**Work to complete**
Extract every line from the records below that contains the word "https".

Stored items from a collection
■ ■ ■ ■ ■ ■ ■
PR #5595, opened 2023-07-23
Preview arbitrary urls using Iframely

apoorv-mishra:
Enhances #5109 

- [ ] Presenter named `presentUnfurl` or something similar
- [ ] Iframely [error handling](https://iframely.com/docs/result-codes)
- [ ] Tests
- [ ] Integrate with FE

Further improvements:

- [ ] Iframely API returns back [`cache_age`](https://oembed.com/) field which can be used to serve the cached response from our end rather than making calls to Iframely API


apoorv-mishra:
Closing in favor of #5598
■ ■ ■ ■ ■ ■ ■
**Response box**
- [ ] Iframely [error handling](https://iframely.com/docs/result-codes)
- [ ] Iframely API returns back [`cache_age`](https://oembed.com/) field which can be used to serve the cached response from our end rather than making calls to Iframely API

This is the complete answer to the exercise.